[[ RECORDS PROVIDED open ]]

PR #1143, opened 2020-04-21
Update pkg/configtx tests to use New to create ConfigTx

wlahti:
#### Type of change

- Bug fix
- Test update

#### Description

[[ RECORDS PROVIDED closed ]]

▶ _TASK STATEMENT_
Copy every entry exactly; no part may be left out.

▶ _TASK RESPONSE_
PR #1143, opened 2020-04-21
Update pkg/configtx tests to use New to create ConfigTx

wlahti:
#### Type of change

- Bug fix
- Test update

#### Description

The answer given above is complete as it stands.